Demonstrates accessing the static IP of the Global Accelerator, receiving the “Hello from primary webserver” response. Confirms end-user access works as expected.

Route 53 Health Check Status

Shows the Route 53 health check returning healthy status for the primary server’s public IP. Confirms AWS is monitoring and validating availability.

CloudWatch Alarm in OK State

Displays the CloudWatch alarm state timeline showing OK, indicating no detected failures during normal operation.
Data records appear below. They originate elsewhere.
PR #2720, opened 2026-03-12
feat(render): Dashboard UX improvements — 12-column grid, smart defaults, card styling

jswir:
## Summary

- **Dual layout modes**: Dashboards without explicit `# span`, `# dashboard { columns }`, or `# dashboard { gap }` tags use a **flex layout** where items size naturally based on content. When any of those tags are present, the dashboard switches to a **12-column CSS grid** with smart default spans (measures → span 3, nests → span 4-12 based on weighted child content).
- **Card styling**: All dashboard items (KPIs, charts, tables) render in cards with shadow, border-radius, and hover effects. KPI measure labels match `big_value` styling (uppercase, letter-spacing, 32px value). KPIs self-size height instead of stretching to match adjacent items.
- **`# span = N` tag**: Explicit 12-column grid span (1-12) on any dashboard item, overrides defaults. Triggers grid mode.
- **`# break` tag**: Starts a new row before the annotated field.
- **`# subtitle` tag**: Adds subtitle text below the item title.
- **`# borderless` tag**: Opt out of card styling on any item type.
- **`# dashboard { columns = N }` tag**: Force N equal columns instead of 12-col grid.
- **`# dashboard { gap = N }` tag**: Custom gap spacing in pixels.
- **`# label` tag**: Custom display label; default is snake_case → Title Case conversion.
- **Responsive breakpoints**: `@container` queries collapse grid to single column at ≤600px, halve to 6 columns at ≤900px. Flex mode wraps naturally.
- **Tables fill width** via `shouldFillWidth: true`, no double scrollbars (overflow-x clipped only on fill-width tables, preserving scroll on wide tables with many columns).
- **big_value integration**: Flattened inner card when inside dashboard, hidden redundant header, centered layout.
- **Tag validation**: Semantic validation for `span` (1-12), `columns` (>0), `gap` (>=0). Dashboard tags resolved at setup time for headless validation support.
- **KPI card fix**: `container-type: inline-size` and `cqi` font scaling scoped to grid mode only. In flex mode, KPI cards size dynamically based on title/value content instead of collapsing due to the circular dependency between `fit-content` width and inline-size containment.
- **Storybook fix**: Pre-bundle heavy dependencies (`@duckdb/duckdb-wasm`, `apache-arrow`, etc.) via `optimizeDeps.include` to fix first-load failures from Vite runtime dep discovery.
- **20+ storybook stories** covering all features plus legacy backwards-compat testing.

https://www.loom.com/share/581a55d7cc1c4cd487fec943555d2825


mtoy-googly-moogly:
My AI is pretty unhappy with the storybook deps loading fix. It feels they are expedient, poorly explained and possibly maintenance problem. Again this is not my area of expertise. But until both our AIs are happy that one is a problem.

mtoy-googly-moogly:
In collaboration with Claude -- I have read or written all of this ... a little more verbose than I would reply myself but I am letting Claude decide how much to write:

First off — this is looking great. The setup-time resolution, the defensive fallbacks, and the error-message wording are all exactly what I was hoping for, and the responsiveness to the earlier rounds shows. Thank you.

A couple of the things I flagged earlier I communicated badly, and you (reasonably) did extra work to satisfy contradictory asks. Let me clear those up. And there's one new thing that recent renderer work has me thinking about that I'd like to get ahead of in this PR.

1. Ownership vs. setup-time resolution — my fault, two asks that pulled opposite ways

Back in March I said "resolve dashboard item metadata at setup time, stop reading tags at render time." Then in April I said "consume span/subtitle/borderless through the #2750 ownership mechanism rather than resolving globally up front." Those two notes point in opposite directions, and you ended up doing both: resolving the child tags at setup time in resolveBuiltInTags and declaring them in childOwnedPaths. That's on me for not reconciling them.

The setup-time resolution is the one I actually want — it's what docs/validation.md calls the default. Given that, the childOwnedPaths entries are now redundant: the setup-time reads already mark those tags as read, so the unread-tag detector never fires on them. I confirmed this — emptying childOwnedPaths entirely leaves the "no warnings for # span / # subtitle / # borderless / # break" tests green.

So: keep the setup-time resolution, and drop the span/subtitle/borderless/break entries from renderer-validation-specs.ts (the dashboard spec can go back to empty). One mechanism, not two.

Smaller related thought, not a blocker: the resolved values currently live as four new fields on FieldBase (_resolvedSpan, _resolvedBorderless, …). Those are dashboard-only concepts sitting on the universal field base. If it's cheap, I'd lean toward stashing them in a per-child config object rather than growing the base class — but I don't want to over-rotate on this if the base-class route is genuinely simpler, so your call.

2. The big-value CSS coupling — also imprecise on my part

When I said "move the dashboard overrides into dashboard-owned styling," that got actioned as relocating the .dashboard-item… selectors out of big-value.css and into dashboard.css — which is good, but dashboard.css now reaches the other way into big-value's internals (.malloy-big-value-card, -value-row, -comparison, …). The leak moved sides rather than closing.

What I was actually after is reducing how much either component knows about the other's internal class names, not just which file the selectors live in. The clean shape is big-value exposing an "embedded/flattened" mode that dashboard opts into, instead of dashboard overriding big-value's guts. That's more than a CSS shuffle, so I don't want to block the PR on it — but let's name it as known debt so it doesn't quietly become a regression source when the two evolve apart.

3. New issue: grid/flex is an inferred mode you can't cleanly override

This is the one from recent experience. I was copying and re-theming dashboards by extending views, and hit a wall that this PR should get ahead of.

Right now the grid-vs-flex decision is inferred: grid if columns set, OR gap set, OR any item has span, OR any item has break. That makes the mode hard to override when you copy a dashboard:

flex → grid is fine — add # dashboard { columns = 3 } to the copy and you're in grid.
grid → flex only works if grid came from columns/gap (negate with # dashboard { -columns }). If grid was triggered by per-item span/break, you can't turn it off from an extension — those triggers live on inherited child fields, and a refinement can't reach back to negate them. I confirmed both: # -span in a refinement only affects fields you redeclare there, and negating columns while a child still has a span leaves you in grid.

I think the real fix isn't a new mode tag — it's that span and break shouldn't be mode triggers at all:

break is meaningful in flex. The row-grouping already runs in both modes (nonDimensionsGrouped splits on break regardless of grid/flex), so in flex a break just forces a new wrapping row. It doesn't need grid and shouldn't switch you into it.
span is meaningless outside grid. It's "N of 12 columns" — flex has no column track, and nothing in the flex CSS path reads it. So span should be a grid-scoped hint: ignored with a warning when there's no grid, not a silent mode switch.

So my proposal: narrow the grid signal to columns/gap only. Make span a grid-scoped sizing hint (warn if used without a grid). Let break work in both modes. The payoff is that the mode is then controlled entirely at the view level, which is cleanly negatable — so grid↔flex round-trips on a copy with a single annotation, and stray spans become harmless no-ops in flex instead of forcing a layout you can't escape.

(Happy to share the little probe I ran if it'd help — it walks the resolved tags for each override case.)

Minor / logistics

The new validator tests are good and cover the right branches. One gap: they assert that an error/warning fires, not what it says. Since I asked for the Invalid <path> on '<field>': expected … got … Fix: … shape, could you add one assertion that pins Fix: (or the "expected … got") so a regression back to a terse message gets caught? And a gap = 0 "no error" assertion would close the last row of that verification matrix.
The branch is a good way behind main and won't build on the current TypeScript toolchain (moduleResolution=node10 is now a hard error). It merges cleanly, so a main merge/rebase should sort it. Looks like #2746 is properly separated out now — thanks for that.

mlennie:
@mtoy-googly-moogly round 2 is merged into `feat/dashboard-ux` (via jswir/malloy#2), so it's in this PR now. Walking your points:

### Ownership vs. setup-time resolution

Kept the setup-time resolution and dropped the span/subtitle/break/borderless entries from the dashboard spec in `renderer-validation-specs.ts`, so `childOwnedPaths` is back to `[]`. The "no warnings for `# span` / `# subtitle` / `# borderless` / `# break`" tests stay green. One mechanism now.

I also took the per-child config route you suggested: the four resolved values no longer live on `FieldBase`. `resolveBuiltInTags` builds a single `DashboardChildConfig` per child and stashes it via `setDashboardChildConfig`, and the dashboard reads it back with `getDashboardChildConfig<DashboardChildConfig>()`. `FieldBase` keeps only `_resolvedLabel`.

### Big-value coupling

Closed it rather than just flagging it as debt. big-value now has an embedded/flattened mode (`.malloy-big-value--embedded` in `big-value.css`), and the dashboard opts in via `customProps` (`{ big_value: { embedded: true } }`) instead of overriding big-value's internals. `dashboard.css` no longer references `.malloy-big-value-card` / `-value-row` / `-comparison`; the only big-value mentions left are `:has(.malloy-big-value)` presence-conditions on the dashboard's own elements. Standalone big-value is unchanged (embedded defaults off).

### Grid/flex mode

Narrowed the grid signal to columns/gap only: `useGrid` is now just `columns !== undefined || gap !== undefined`. `span` and `break` are no longer mode triggers. `break` works in both modes (the row grouping was already mode-agnostic). `span` is a grid-scoped hint that warns when there's no grid instead of silently switching into one. Net effect is the one you described: the mode is view-level and cleanly negatable, so a copied dashboard round-trips grid/flex with a single annotation and a stray span is a harmless warned no-op. Thanks for the probe offer; I worked through the override cases (negating columns with a child span still present, `# -span` in a refinement) and believe they're covered.

### Validator tests

Pinned the message text: the span-range test asserts the `expected ... got ... Fix: # span=6` shape, so a regression to a terse message fails. Added the `gap=0` no-error case, plus span-without-grid-warns and span-with-grid-stays-clean.

### Build / main

Resolved. `feat/dashboard-ux` is synced with `main` now, so the branch builds on the current toolchain and the round-2 work is rebased cleanly on top.

One thing I noticed and left alone: a span out of range under columns mode (e.g. `# span=15` with `columns=3`) emits both the range error and the "ignored in columns mode" warning. It's pre-existing, both messages are true, and suppressing one turns it into a two-step fix, so I left it. Easy to tidy if you'd rather see only one.

mtoy-googly-moogly:
First comment .... (more to come)

So here is how grids work in HTML and Bootstrap

>A Bootstrap/CSS grid is a fixed track of 12 columns that flows: each item claims N columns, and when a row runs
> past 12 the next item automatically wraps to a new row. This isn't that — here every # break group is forced
>  into a single non-wrapping row, and # span just sets each tile's proportion of that one row, so spans never
> wrap and you only get a new row by writing # break yourself.
 
 This will make it possible for a human to write layouts, it will make it unlikely for an AI, intuitively guessing what a "grid" means to generate correct layouts and an AI is particularly bad at correcting itself in these scenarios.
 
 I don't know what you are actually trying to accomplish. I just want to make sure that what you are proposing merging is what you want to accomplish.
 
 "Fix it in documentation" seems to be what you suggested when I pointed it out last time, I think using the word "grid" to describe this feature is going to be a problem. Claude suggested some re-wording of how this feature is presented to the outside world which avoids the word grid, I am not sure if that solves this problem or not. If you called it "skebzig" layout an AI would for sure have to look up the documentation for what that was. I don't know what happens if you just erase the word "grid"
 
 Another solution would be to make this look like an actual grid layout engine.

mtoy-googly-moogly:
Second comment ... 

On #2836 I said the current theme.* mechanism is a backhanded way to override CSS properties, that it should land experimental and not be framed as the real thing, and that mapColor was the last one-off knob of that kind — anything more had to come through a real theme MVP.

This PR adds nine more of exactly that kind (dashboardCardRadius, dashboardCardPadding, dashboardTitleSize/Weight/Color, dashboardValueSize, dashboardGap, …). getThemeValue reads the raw text of a tag and pastes it straight into a <style> block — there's no interpretation, so it isn't a theme, it's the author writing CSS through a tag keyhole.
  
 It also expands it in the wrong direction: the prior art says a theme's core is the color palette and typography-by-role, and our set is already lopsided toward table/card chrome — these nine add still more chrome. And every interim key we ship now is one more thing the real theme design has to reconcile or walk back — the transition cost I flagged on #2836.

Keep the dashboard styling on CSS-variable defaults internally — that's fine. But I don't want to add new public theme tag keys here. New theme surface should come  through the themes design on #2836, not be invented per-component in a layout PR.

mtoy-googly-moogly:
I apologize again for this. These things are only being revealed to me in conversation as I tease comprehension out of the AI. Here's the history

1. The AI pointed out and I agreed that the proposed new layout should not be called "grid" mode because there is a standard meaning for "grid" layout and this wasn't it.
2. I asked you to implement grids or stop calling this grid, because it was your feature, I didn't know what best met your goals.
3. Then you agreed to call it not-grid but didn't really decide what it was
4. So I put on my user hat and asked the AI to think about that with me, by asking "what IS this thing", we hit a snag. I don't think the "almost grids" is a good design.

So I have to push back again. I feel like we need to pick one
- Really implement grids 
- .. or do something else that makes sense, and yes I have a suggestion (below)
- ... or I am open to the suggestion that I just don't understand how cool and useful this feature is as it is.

## Maybe it is "table-like" not "grid-like"

The non-default dashboard layout could behave like a HTML **table**, where you place tiles by how many **columns** they occupy. `columns=N` triggers "columns" mode layout. There is no need for a magic number, you can have a 5 column layout if you want.

- There are N columns; a tile occupies one of them by default. 
- `colspan=n` makes a tile occupy n columns
- `break` ends the current row
- Broken tables with more than N columns of data flow into the next row
  - It's an error, it will be ugly, they will fix it.
  - It would be awesome if we could WARN in validation, but only if that falls out naturally; if it is a big lift, skip it.

## Two modes — use these exact names in every user-facing moment

- **flex mode** — the original/default layout. Tiles flow into a row until it's
  full, then wrap to a new row.
- **columns mode** — you place tiles in columns. Entered by `columns=N`.

Every error message and every doc sentence should speak in those two terms.

## Naming cleanup that falls out of this

- `# span` → `# colspan` 
- Error messages: rewrite the `Ignored # span ...` / `no grid` / `columns mode`
  strings to speak only in flex-mode / columns-mode terms. No "grid."
- Docs (overview + cheatsheet): same vocabulary; drop "12-column grid" and
  "per-row grid" entirely.

## Theme keys

Already handled on your side — thank you. Pulling the nine `dashboard*` theme keys
is exactly right; that surface routes through the themes design on #2836, not
through this PR.

mlennie:
@mtoy-googly-moogly Thanks, this lands it for me. I want to confirm I have the model right before I start, since it changes some current behavior.

Two modes, named exactly that way everywhere (errors, docs, stories): **flex mode** is the default, tiles flow into a row and wrap when it fills; **columns mode** is entered by `columns=N`, where there are N columns, a tile takes one by default, `# colspan=n` makes it take n, `# break` ends the row, and content past N columns flows to the next row. No magic number, any N works. I'll drop the word "grid" everywhere and rename `# span` to `# colspan`.

The one thing I want to confirm explicitly, because it removes shipped behavior: today `gap` (without `columns`) turns on a separate proportional layout where `# span` sets each tile's fraction of a single non-wrapping row. Your model has no proportional sizing, only integer colspan in an N-column layout, and `gap` goes back to being plain spacing rather than a mode trigger. So I'd remove the proportional span behavior entirely (a couple of existing stories use it). **Good to assume that's intended?**

If yes, here's what I'll do:

- rename `# span` to `# colspan`
- make columns mode honor colspan, with overflow wrapping to the next row
- drop the magic 12
- rewrite the validator messages and the docs (overview plus cheatsheet) in flex-mode and columns-mode terms, no "grid"
- add an overflow warning only if it falls out naturally

The theme keys are already out, as you saw.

Failover State (Secondary Region Active)

When the primary server in Paris is unavailable, traffic is automatically redirected to the secondary server in London. The Route 53 health check detects the failure and triggers a CloudWatch alarm, which invokes a Lambda function to start the standby instance and update Global Accelerator routing. The transition is seamless for users, maintaining access via the same static IP.

CloudWatch Alarm

Shows the alarm triggered by the failed health check, confirming that failover was detected and initiated.

EC2 Instance in London

Displays the secondary instance in “running” state after automated startup.

User-Facing Result via Global Accelerator IP

Confirms successful routing to the secondary server, with the application remaining accessible through the static IP.

The same workflow also handles the reverse scenario automatically. When the primary server becomes healthy again, routing is restored to Paris without manual intervention.

Conclusion

By integrating Terraform with AWS Global Accelerator, Route 53, CloudWatch, Lambda, and Systems Manager, this architecture delivers a fully automated regional disaster recovery solution. It ensures sustained service availability without operator involvement, while maintaining a secure, modular, and compliant infrastructure aligned with best practices in fault tolerance.